__STYLES__
This dataset comes from Maven Analytics’ monthly challenges. It contains data all the way from 2002-2023 on power outages in the US (provided by the Department of Energy). Some of the information included are demand (electricity) loss, region affected, number of people affected, cause of outage, and restoration time. The task was to clean the data, create a dashboard, and then talk about the trends while also finding the weak points in the grid.
Some of the key metrics I wanted to look at were # of outages, demand loss, downtime, and # of people affected. For my analysis, I decided to focus on the year 2022, comparing it to the rolling average of the past 5 years (2018-2022). Nonetheless the dashboard is fully interactive including a “year” filter and being able to filter by clicking on the visuals. Other areas I wanted to compare were the causes of these outages as well as the line graphs for # of people affected and downtime. Total downtime by region is also on the dashboard. The last thing I wanted to analyze was the total people affected, on a state level with the map, and on a monthly level with the line graph.

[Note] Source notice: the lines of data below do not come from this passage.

PR #282, opened 2021-11-30
Extract Contract Docs

ghickman:
This sets up pydocstyle and configures where to run it in the justfile so that our backends and contracts have docstrings in the correct format.

It also adds a command, `generate_docs`, to produce a JSON representation of the backends and contracts for the [mkdocs-opensafely-backend-contracts](https://github.com/opensafely-core/mkdocs-opensafely-backend-contracts/) plugin to consume.  This command only provides names and docstrings for contracts, and names and tables for backends currently, but is intended to provide the extra information required for the rest of the docs page the plugin will render later.

### DIFF
--- a/cohortextractor2/backends/tpp.py
+++ b/cohortextractor2/backends/tpp.py
@@ -5,14 +5,21 @@ from .base import BaseBackend, Column, MappedTable, QueryTable
 
 def rtrim(ref, char):
     """
-    MSSQL's {L,R}TRIM() functions (unlike TRIM()) don't allow trimming of arbitrary characters, only spaces. So we've
-    implemented it here. Note that this won't work as-is for '^' or ']', but they could be supported with a bit of
-    escaping.
-        * Since we're using PATINDEX(), which only works from the front of the string, we REVERSE() the
-          string every time we refer to it and then re-REVERSE() the result once we're done.
-        * We search through the string to find the index of the first character that isn't the thing we're stripping.
-        * Then we work out the length of the string remaining from that point to the end.
-        * Finally we take a substring from the index to the end of the string.
+    Right trim arbitrary characters.
+
+    MSSQL's {L,R}TRIM() functions (unlike TRIM()) don't allow trimming of
+    arbitrary characters, only spaces. So we've implemented it here. Note that
+    this won't work as-is for '^' or ']', but they could be supported with a
+    bit of escaping.
+
+      * Since we're using PATINDEX(), which only works from the front of the
+        string, we REVERSE() the string every time we refer to it and then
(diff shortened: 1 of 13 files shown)


cohortextractor2/docs.py
```diff
@@ -0,0 +1,62 @@
...
+            "contract_support": [],
+        }
+
+
+def _reformat_docstring(d):
+    """Reformat docstring to make it easier to use in a markdown/HTML document."""
+    docstring = d.strip()
+
+    lines = (line.strip() for line in docstring.split("\n"))
+    lines = (line for line in lines if line)  # remove empty items
```
benbc, line 48: Isn't there an argument for allowing paragraphs here?

benbc (approved):

cohortextractor2/backends/tpp.py
```diff
@@ -5,14 +5,21 @@
...
+    bit of escaping.
+
+      * Since we're using PATINDEX(), which only works from the front of the
+        string, we REVERSE() the string every time we refer to it and then
+        re-REVERSE() the result once we're done.
+      * We search through the string to find the index of the first character
+        that isn't the thing we're stripping.
+      * Then we work out the length of the string remaining from that point to
+        the end.
+      * Finally we take a substring from the index to the end of the string.
```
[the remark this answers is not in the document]
ghickman: I hadn't realised this wasn't public facing (although it's obvious in hindsight!), I'll unformat and confirm pydocstyle to only care about classes.

cohortextractor2/docs.py
ghickman: I'm not against them!  It just looked odd to me to maintain the formatting of the docstrings for the docs, do you have a preference?

benbc: Of course we can't really know until we've got a bunch of examples. But if the person writing the docstring feels the need for multiple paragraphs then I think it seems likely we'll want them in the final output.

You could make it a list of strings rather than relying on semantic empty lines.

cohortextractor2/backends/tpp.py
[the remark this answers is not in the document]
ghickman: Frustratingly I can't limit pydocstyle to just classes so we'll have to follow the format for any docstrings in the backend modules.

cohortextractor2/docs.py
ghickman: Yep that would work too.  This was to avoid

```
First line.

Second line.
```

getting turned into

```First line.  Second line.```

Note the double space between sentences!

ghickman: Fixed and rebased.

Looking at the # of outages, the average for the past 5 years has been 285.4. In 2022, there were 335 total power outages which is above average. The demand loss however, was significantly lower at a total of 63,110 megawatts. Comparing that to 2018-2022 which had an average demand loss of 93,362 MW annually, it shows that more outages doesn't necessarily mean more demand loss.
The same thing goes for downtime, despite having more outages, 2022 experienced 3,565 hours of downtime compared to the 2018-2022 average of 5,281.6 hours. This is the main reason I chose to put the stacked bar and line graph on my dashboard. To show that more electricity lost doesn’t correlate strongly with more downtime (more loss doesn’t automatically mean it takes longer to fix). Then there is the # of people affected which in 2022 was 11,285,742 compared to the 2018-2022 average of 14,125,518. Clearly there were less people affected than usual which is a positive thing.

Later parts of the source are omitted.